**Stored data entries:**
BEGIN

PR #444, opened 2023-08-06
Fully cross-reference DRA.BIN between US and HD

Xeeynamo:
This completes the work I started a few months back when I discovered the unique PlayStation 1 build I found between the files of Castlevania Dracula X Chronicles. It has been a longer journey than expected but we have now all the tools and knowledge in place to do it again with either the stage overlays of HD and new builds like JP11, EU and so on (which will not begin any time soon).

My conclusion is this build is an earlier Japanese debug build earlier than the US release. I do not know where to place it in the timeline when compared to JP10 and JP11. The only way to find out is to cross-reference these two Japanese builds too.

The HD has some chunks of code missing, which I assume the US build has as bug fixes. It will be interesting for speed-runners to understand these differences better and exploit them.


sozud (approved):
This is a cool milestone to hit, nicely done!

END

**WHAT YOU WILL DO:**
Print, exactly as written, the first line of the records above and each line after it until the line with "The HD has some", which is printed too.

**SOLUTION:**
PR #444, opened 2023-08-06
Fully cross-reference DRA.BIN between US and HD

Xeeynamo:
This completes the work I started a few months back when I discovered the unique PlayStation 1 build I found between the files of Castlevania Dracula X Chronicles. It has been a longer journey than expected but we have now all the tools and knowledge in place to do it again with either the stage overlays of HD and new builds like JP11, EU and so on (which will not begin any time soon).

My conclusion is this build is an earlier Japanese debug build earlier than the US release. I do not know where to place it in the timeline when compared to JP10 and JP11. The only way to find out is to cross-reference these two Japanese builds too.

The HD has some chunks of code missing, which I assume the US build has as bug fixes. It will be interesting for speed-runners to understand these differences better and exploit them.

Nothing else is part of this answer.